When Joe and Clara remodeled the cottage in the 70s (see 1. The Story of Apple Hill Cottage) they put in 5 (five!) sets of sliding glass doors — one at every entrance except the basement — and 2 (two!) opening into the kitchen. Correction: there were 2 (two!) going into the kitchen; now there are 0 (none!)
It was a very gratifying weekend. We had spent months dithering about the front entrance door. There is one good point to sliding glass doors and that is: glass. They let in light. This is a very good attribute if the room is dark and has only one other window. We didn’t want to lose the light; and there were 4 (four!) giant panels of glass to turn into real doors.
Entry doors tell the story of your house in ten words or less. Grand or simple, painted or wood, leaded glass or rough hewn, windowless or all glass, they are the topic sentence in Chapter One. Everyone who comes into your house goes through those doors, and most will form an opinion of their character as they walk through. Are they ostentatious (Faulkner) or humble (Emily Dickinson)? Do they have style (T.S. Eliot)? Can you see through into the bright, cheery house (Alcott), or is the door stark and unfriendly (Poe)?
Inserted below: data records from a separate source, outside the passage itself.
PR #254, opened 2018-10-03
Implement more robust points to tracks algorithm.

litghost:
The previous point algorithm was more complicated than required, and didn't handle all cases.  The new algorithm is more robust, though it may be less optimum.

A follow on will add a function that converts x-lines and y-lines and points and outputs VPR tracks, along with connections.

In particular, the last doctest in the new function caused the previous algorithm to return a disjoint set of lines.

### DIFF
--- a/utils/lib/rr_graph/points.py
+++ b/utils/lib/rr_graph/points.py
@@ -12,10 +12,10 @@ import enum
 from collections import defaultdict
 from collections import namedtuple
 
-from lib.asserts import assert_eq
-from lib.asserts import assert_type
+from ..asserts import assert_eq
+from ..asserts import assert_type
 
-from lib.rr_graph import Position, P
+from ..rr_graph import Position, P
 
 
 _NamedPosition = namedtuple("NamedPosition", ["pos", "names"])
--- a/utils/lib/rr_graph/points.py
+++ b/utils/lib/rr_graph/points.py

I wanted a good, old-fashioned, Wendell Berry kind of door. But those old farmhouse doors don’t let in much light, plus we had a six-foot doorway to fill. I kept finding all these lovely old doors at the Restore places, and Michael kept telling me they were interior doors. “But can’t we use them as exterior doors???” I would ask. The short answer was No. Michael’s concern was for the seal. Keep out winter. Keep out water. Keep out critters.
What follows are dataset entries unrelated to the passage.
PR #274, opened 2018-10-31
Enable building without Conda

nathanrossi:
These changes allow for the build to execute without the Conda environment (e.g. `USE_CONDA=FALSE`).

Specifically it fixes issues where targets are depending on binary executables which are on the `PATH` instead of at a specific path. Enables icestorm tools to be provided from the `PATH` instead of only via the submodule. As well as setting up paths to components via cmake `-D` variables.

The purpose of these changes is to enabling building in alternative build environments such as OpenEmbedded, a work-in-progress recipe for that can be found (https://github.com/nathanrossi/meta-hdl/blob/e80efeeef3c1e34d7bc0d62af27e24a25665b421/recipes-fpga/symbiflow/symbiflow-arch-defs.inc).

Note: these changes do not cover all the issues with building outside of a Conda environment (e.g. netlistsvg).


nathanrossi:
Just a note the CI build appears to have failed due to an unrelated issue. It looks like a regression in yosys? I tested locally and it appears yosys at an older rev `d36d11936f6725b9fc0702e9406bc55533d8e273` works fine but at the current HEAD of `82965d60f53c817fea303abf8d6887ced8c8420e` it fails with:

```
Warning: Replacing memory \mem with list of registers. See
  <path>/usr/share/yosys/ice40/cells_sim.v:948,
  <path>/usr/share/yosys/ice40/cells_sim.v:937
terminate called after throwing an instance of 'std::bad_alloc'
  what():  std::bad_alloc

```

make/devices.cmake
```diff
@@ -358,7 +358,7 @@ function(DEFINE_DEVICE)
         ${symbiflow-arch-defs_SOURCE_DIR}/common/wire.eblif
         ${DEVICE_MERGED_FILE} ${DEVICE_MERGED_FILE_TARGET}
         ${QUIET_CMD} ${QUIET_CMD_TARGET}
-        ${VPR} ${VPR_TARGET}
```
litghost: You do actually want the executable in the depends list.  For example, if you recompile yosys or vpr, this target needs to be rebuilt.  So this was correct originally.

make/devices.cmake
```diff
@@ -1047,13 +1047,13 @@ function(ADD_FPGA_TARGET)
...
       COMMAND ${BIT_TO_BIN_CMD_FOR_TARGET_LIST}
-      DEPENDS ${BIT_TO_BIN} ${OUT_BITSTREAM}
+      DEPENDS ${OUT_BITSTREAM}
       )
 
     add_custom_target(${NAME}_bin DEPENDS ${OUT_BIN})
     add_output_to_fpga_target(${NAME} BIN ${OUT_LOCAL_REL}/${TOP}.bin)
 
-    get_target_property_required(PROG_TOOL ${BOARD} PROG_TOOL)
+    get_target_property(PROG_TOOL ${BOARD} PROG_TOOL)
```
litghost: This should be required.

make/env.cmake
```diff
@@ -159,11 +161,15 @@ function(ADD_CONDA_PACKAGE)
...
-    set(${binary_upper} ${NAME})
-    replace_with_env_if_set(${binary_upper})
-    set_target_properties(env PROPERTIES ${binary_upper} ${${binary_upper}})
-    set_target_properties(env PROPERTIES ${binary_upper}_TARGET "")
+  else()
+    foreach(OUTPUT ${ADD_CONDA_PACKAGE_PROVIDES})
+      string(TOUPPER ${OUTPUT} binary_upper)
+      set(${binary_upper} ${OUTPUT})
+      replace_with_env_if_set(${binary_upper})
+      set_target_properties(env PROPERTIES
```
litghost: If you want this to support finding programs on the path, than if replace_with_env_if_set fails to find the executable, should use find_program?

make/devices.cmake
nathanrossi: That makes sense now, I had not understood exactly why the dependency on the executable was there (if the target was handling the build/rebuild). Should the `VPR` like variables simply point at the full path?

make/devices.cmake
nathanrossi: I hit issues with some PROG_TOOLS being defined as a *_TARGET. When those targets expanded to empty string, it would have PROG_TOOL expand to empty string (and error).

Specifically I think it was just two definitions that were causing the issue:

https://github.com/SymbiFlow/symbiflow-arch-defs/blob/master/ice40/boards.cmake#L51
https://github.com/SymbiFlow/symbiflow-arch-defs/blob/master/ice40/boards.cmake#L69

Should they be changed to using their `${TINYFPGAB}` program name instead? Except if changing the `TINYFPGAB` to a full path that might be annoying?

make/env.cmake
nathanrossi: So if replace_with_env_if_set does not clear the variable if it found no environment to replace it with. Which resulted in the variable just being the binary name to execute.

I am not very familiar with CMake, but I could not find a function that would provide the full path to a program that worked like find_program. Do you know of a way to get the full path `find_program()` found the program at? As doing such would make it easy to solve the use of these property values as dependencies.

New entry doors are pricey. Very pricey. Pella wouldn’t even sell us a wood entry door unless we were installing it with six feet of protective porch and a roof. (Not to mention that their wood doors are in the Three Thousand Dollar range…) So when Michael called from the Restore saying he had found an entry door, I said, “Send me a picture…”
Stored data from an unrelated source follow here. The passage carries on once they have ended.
PR #316, opened 2019-01-07
Improve the Verilog to XML conversion process

acomodi:
This PR relates to the V2X tools to generate the XML models and pb_types necessary to have the architecture XML definition of the design.

The tasks to be done are the following:

- Generate direct pins to pin
- Better detection of clocks and combination output.
- Adding tests for the output (based on the VtR timing tutorial).
- Use the XML format change in SymbiFlow#183 to allow multiple instances of a cell type (done).


utils/deps_verilog.py
```diff
@@ -25,7 +25,27 @@
...
+    >>> list(read_dependencies(StringIO('''
+    ... `include "a.h"
+    ... `include "b.h" /* Cmt
+    ... `include "c.h"
+    ...    */
+    ... `include "d.h" // Cmt
+    ... // `include "e.h"
+    ...   `include "f.h"
+    ... ''')))
+    ['a.h', 'b.h', 'd.h', 'f.h']
```
mithro: Probably worth having some paths in here?

utils/vlog/tests/CMakeLists.txt
```diff
@@ -0,0 +1,14 @@
+include(v2x_tests.cmake)
+
+add_subdirectory(dsp_combinational)
+add_subdirectory(dsp_inout_registered)
+add_subdirectory(dsp_inout_registered_dualclk)
```
mithro: These tests below should be eventually uncommented.

utils/vlog/tests/dsp_in_registered/golden.pb_type.xml
```diff
@@ -0,0 +1,22 @@
+<pb_type name="mem_sp" blif_model=".subckt single_port_ram_mixed" num_pb="1">
```
mithro: FYI This is obviously for a single port ram model.

utils/vlog/tests/dsp_inout_registered_dualclk/dsp_inout_registered_dualclk.sim.v
```diff
@@ -0,0 +1,34 @@
+`include "../dsp_combinational/dsp_combinational.sim.v"
+
+/* DSP Block with register on both the inputs and the output */
```
mithro: Which use different clocks...

utils/vlog/tests/dsp_out_registered/golden.pb_type.xml
```diff
@@ -0,0 +1,22 @@
+<pb_type name="mem_sp" blif_model=".subckt single_port_ram_mixed" num_pb="1">
```
mithro: Again a RAM example :-)

utils/vlog/tests/test.mk
```diff
@@ -0,0 +1,32 @@
+#	xsltproc --xinclude ../../../../common/xml/xmlsort.xsl $< > $@.tmp
```
mithro: This file should be removed.

utils/deps_verilog.py
acomodi: As example, right?

mithro: Yeah.

acomodi:
I have a question related to the <interconnect> tag.
Should it be in the form of 
`<interconnect><direct><port attrs/><port attrs/></direct>...</interconnect>`
or 
`<interconnect><direct attrs></interconnect>`?

utils/vlog/tests/test.mk
acomodi: We have to remove the file from the compilation process or just the comment?

mithro: `test.mk` should be removed as we use cmake now.

kgugala:
This may be useful for timing integration @acomodi @mithro can we make this PR merged into master?

kgugala:
I mean finishing what needs to be finished, resolve conflicts and then merge

litghost:
> This may be useful for timing integration @acomodi @mithro can we make this PR merged into master?

Conflicts need to be resolve, and CI needs to be green.

mithro:
@kgugala - Yes, lets try and get this merged.

.gitignore
```diff
@@ -8,4 +8,8 @@ __pycache__/
 
 # CMake output
 build
-*.orig
```
litghost: Why remove *.orig?

common/xml/xmlsort.xsl
```diff
@@ -12,10 +12,12 @@
     <xsl:copy>
       <!-- Sort the attributes by name and remove the xml:base attribute -->
       <xsl:for-each select="@*[name()!='xml:base']">
-	<xsl:sort select="name( . )"/>
+	<xsl:sort select="name( . )" order="ascending"/>
```
litghost: Why change this?

make/tools.cmake
```diff
@@ -0,0 +1,43 @@
...
+    ""
+    "${oneValueArgs}"
+    ""
+    ${ARGN}
+    )
+
+  set(DIFF_FILE_A ${DIFF_GOLDEN})
+  set(DIFF_FILE_B ${DIFF_ACTUAL})
+
+  get_file_target(DIFF_FILE_A_TARGET ${DIFF_FILE_A})
```
litghost: Use append_file_dependency over directly depending on get_file_target.  It solves transitive dependencies.

make/tools.cmake
```diff
@@ -0,0 +1,43 @@
...
+    OUTPUT ${DIFF_OUTPUT}
+    DEPENDS
+      ${DIFF_FILE_A_LOCATION}
+      ${DIFF_FILE_A_TARGET}
+      ${DIFF_FILE_B_LOCATION}
+      ${DIFF_FILE_B_TARGET}
+    COMMAND
+      diff -u ${DIFF_FILE_A_LOCATION} ${DIFF_FILE_B_LOCATION} > ${DIFF_OUTPUT} || true
+    COMMAND
+      diff -u ${DIFF_FILE_A_LOCATION} ${DIFF_FILE_B_LOCATION}
```
litghost: Should probably have a "WORKING_DIRECTORY ${CMAKE_CURRENT_BINARY_DIR}"

utils/vlog/tests/v2x_tests.cmake
```diff
@@ -0,0 +1,112 @@
...
+    "${multiValueArgs}"
+    ${ARGN}
+  )
+
+  set(V2X_TEST_BOTH_SRC ${V2X_TEST_BOTH_NAME}.sim.v)
+  add_file_target(FILE ${V2X_TEST_BOTH_SRC} SCANNER_TYPE verilog)
+  v2x(NAME ${V2X_TEST_BOTH_NAME} SRCS ${V2X_TEST_BOTH_SRC} TOP_MODULE ${V2X_TEST_BOTH_TOP_MODULE})
+
+  v2x_generic_test(NAME ${V2X_TEST_BOTH_NAME} TOP_MODULE ${V2X_TEST_BOTH_TOP_MODULE} TYPE pb_type)
+  v2x_generic_test(NAME ${V2X_TEST_BOTH_NAME} TOP_MODULE ${V2X_TEST_BOTH_TOP_MODULE} TYPE model)
```
litghost: Should add a ${NAME}_update_golden target which updates the golden target.

utils/vlog/tests/v2x_tests.cmake
```diff
@@ -0,0 +1,112 @@
...
+  add_custom_target(${V2X_TEST_PB_TYPE_NAME}_diff ALL DEPENDS ${V2X_TEST_PB_TYPE_NAME}_pb_type_diff)
+endfunction(V2X_TEST_PB_TYPE)
+
+function(V2X_TEST_BOTH)
+  # ~~~
+  # V2X_TEST_BOTH(
+  #   NAME name
+  #   TOP_MODULE name
+  #   )
+  # ~~~
```
litghost: Please expand documentation

utils/vlog/tests/v2x_tests.cmake
```diff
@@ -0,0 +1,112 @@
...
+  add_file_target(FILE ${V2X_GENERIC_TEST_GOLDEN_XML} SCANNER_TYPE xml)
+  xml_sort(NAME ${V2X_GENERIC_TEST_NAME}_${V2X_GENERIC_TEST_TYPE}_golden_sort FILE ${V2X_GENERIC_TEST_GOLDEN_XML} OUTPUT ${V2X_GENERIC_TEST_NAME}.${V2X_GENERIC_TEST_TYPE}.golden.xml)
+
+  set(V2X_GENERIC_TEST_ACTUAL_XML ${V2X_GENERIC_TEST_NAME}.${V2X_GENERIC_TEST_TYPE}.xml)
+  xml_sort(NAME ${V2X_GENERIC_TEST_NAME}_${V2X_GENERIC_TEST_TYPE}_actual_sort FILE ${V2X_GENERIC_TEST_ACTUAL_XML} OUTPUT ${V2X_GENERIC_TEST_NAME}.${V2X_GENERIC_TEST_TYPE}.actual.xml)
+
+  diff(NAME ${V2X_GENERIC_TEST_NAME}_${V2X_GENERIC_TEST_TYPE}_diff GOLDEN ${V2X_GENERIC_TEST_NAME}.${V2X_GENERIC_TEST_TYPE}.golden.xml ACTUAL ${V2X_GENERIC_TEST_NAME}.${V2X_GENERIC_TEST_TYPE}.actual.xml)
+
+  # add_dependencies(${NAME}_diff ${V2X_GENERIC_TEST_NAME}_${V2X_GENERIC_TEST_TYPE}_diff)
+  #add_dependencies(all_v2x_tests ${V2X_GENERIC_TEST_NAME}_${V2X_GENERIC_TEST_TYPE}_diff)
```
litghost: Should add this target

utils/vlog/vlog_to_pbtype.py
```diff
@@ -114,6 +114,7 @@
 def mod_pb_name(mod):
     """Convert a Verilog module to a pb_type name in the format documented here:
     https://github.com/SymbiFlow/symbiflow-arch-defs/#names"""
+    return mod.name
```
litghost: What's going on here?

utils/vlog/yosys/json.py
```diff
@@ -122,6 +162,38 @@ def cell_conns(self, cell, direction="input"):
                         conns.append(("{}[{}]".format(port, i), condata[i]))
         return conns
 
+    def cell_conn_list(self, cell, port):
+        """The connections of a cell in a given port as a list
+
+        Returns a list of connections:
+        -------
+        net : list
```
litghost: Please follow commenting style from https://github.com/google/styleguide/blob/gh-pages/pyguide.md#38-comments-and-docstrings

mithro: I'm pretty sure we have be using the [numpy style for docstring comments](https://numpydoc.readthedocs.io/en/latest/format.html)?

litghost: > I'm pretty sure we have be using the [numpy style for docstring comments](https://numpydoc.readthedocs.io/en/latest/format.html)?

I'm actually happy to see either.   I think picking a convention (and writing it down) is a good plan.

FYI looks like https://www.sphinx-doc.org/en/master/usage/extensions/napoleon.html supports both conventions.  They list the following note:

```
NumPy style tends to require more vertical space, whereas Google style tends to use more horizontal space. Google style tends to be easier to read for short and simple docstrings, whereas NumPy style tends be easier to read for long and in-depth docstrings.

The Khan Academy recommends using Google style.
```

I will say that prjxray generally is missing a significant number of docstrings, so it cannot be a guide.  symbiflow-arch-defs currently has a mix of styles, but given that we haven't been enforcing docstring style, it is unclear if either convention is actually being used.  I suggest we consider adding a docstring lint pass.

utils/vlog/vlog_to_pbtype.py
acomodi: this most probably is making CI fail as the pb_type name will be wrongly translated, I will remove this `return` and check if that's the case. Probably it's a leftover from the WIP

make/tools.cmake
acomodi: You mean instead of getting the location of the file?

litghost: DIFF_OUTPUT is not absolute.  You still need to get the locations of DIFF_A and DIFF_B

utils/vlog/tests/v2x_tests.cmake
litghost: Documentation please

utils/vlog/tests/v2x_tests.cmake
litghost: Please add this

utils/vlog/tests/v2x_tests.cmake
litghost: Still need a _update_golden target

make/xml.cmake
```diff
@@ -37,3 +37,54 @@ function(XML_LINT)
...
+    COMMAND
+      ${XSLTPROC}
+      --nomkdir
+      --nonet
+      --xinclude
+      --output ${CMAKE_CURRENT_BINARY_DIR}/${XML_SORT_OUTPUT}
+      ${XML_SORT_XSL}
+      ${XML_SORT_INPUT_LOCATION}
+  )
+  add_file_target(FILE ${XML_SORT_OUTPUT} GENERATED)
```
kgugala: We should set INCLUDE_FILES property for the XML_SORT_OUTPUT target

add_file_target with GENERATED flag will not add this automatically, so we need to handle this here

utils/vlog/tests/v2x_tests.cmake
acomodi: Could you clarify on this point? These tests, as far as I understood, are made to check regressions and their purpose is to check the XML produced by `v2x` against a manually written golden `pb_type/model`. I do not think that there should be a target that updates the corresponding golden of a test.

utils/vlog/tests/v2x_tests.cmake
acomodi: Done

utils/vlog/tests/v2x_tests.cmake
acomodi: Done

utils/vlog/tests/v2x_tests.cmake
litghost: The target will not be an all target.  The idea being if we intentionally change v2x that affects the output , someone can run the specific update_golden target to update the test output.

utils/vlog/tests/CMakeLists.txt
litghost: https://github.com/SymbiFlow/symbiflow-arch-defs/issues/599

utils/vlog/tests/v2x_tests.cmake
acomodi: So you mean that, we update the golden automatically only if we make sure that v2x provides a correct output right?
It would be something like `make dsp_combinational_update_pb_type_golden` which will indeed update the golden `pb_type` of the dsp_combinational test, right?

litghost: Yes.  Then the PR that updates V2X would include both a code change and diff on the output, which can then be reviewed together.

acomodi: Ok, got it, thanks. I'll add the update_golden target than, and for now I'll leave it blank as it will be filled in the following PRs

acomodi: Done

make/xml.cmake
acomodi: I do think that in this case it is fine to leave it as it is as there shouldn't be files to be included in the `XML_SORT_OUTPUT` dependencies.

utils/deps_verilog.py
acomodi: Actually, I think that the comments that are already present are self-explanatory enough

make/xml.cmake
kgugala: makes sense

But before he sent me the picture, he told me the price: $189 + tax. Free delivery. (That would be us wearing delivery hats.) So, I can compromise. It is a metal door; but it has lots of windows and not so much metal. And it can be painted. Sold.
The sun was beginning to set by the time the lock and handles were in place. We were delighted just to be able to turn the knob (the knob is on the inside) and open the door!
And when we left on Monday, we locked the door just as if we lived in a real house. Those Price is Right contestants don’t have any thing on us — such excitement behind Door # 1! We were so excited on Sunday night that we ripped out the other sliding glass door that goes into the kitchen as well.
On to Door # 2…
Post Script: As I was publishing this post, my wonderful husband came back from Home Depot with perfect matching trim for adding horizontal muntins to the plain sidelights of the door. Add $5 to the cost of the door; but the new look of it? Priceless!
10 thoughts on “27. Door # 1 : The Price is Right”
looks great! what color will it be? . . . I feel another post on its way . . .
In order to decide on the color of the door, we would have to know what color the outside and the trim will be painted. Ha! Not even close… It will stay primered white for awhile.
I like the door handle. The door looks great. I love the kitchen ceiling with the lights. I’ve always been partial to that wainscoting look. Nice work!
Thanks Nancy! See below for another comment about the door handle
You’re normally so good at explaining everything in layman’s terms, but… “horizontal muntins to the plain sidelights of the door.” WHAT!?
Hahaha. Doorspeak has gotten to me! Muntins are the little crisscrosses that divide the panes. The sidelights are the long glass panes on either side. See how they are plain (sans muntins). That was the main thing I didn’t like about the door–it looked like the side panes didn’t match the door because they were missing; Michael got long pieces of molding that match exactly, so now we can add them to make the sidelights match the door. Should I revise?
Like the eyebrows to a face your door looks fabulous. Keep up the good work.
Thanks for the encouraging words!
Nice! Love the light and the door hardware. I bet it was as much as the door!?
Um… Not quite. $140 at the Depot. I say you have to know when to go with the big box stores and when to hold out for something else. Maybe cheaper — maybe pricier. But in this case, we liked it, price wasn’t bad, and it was available now.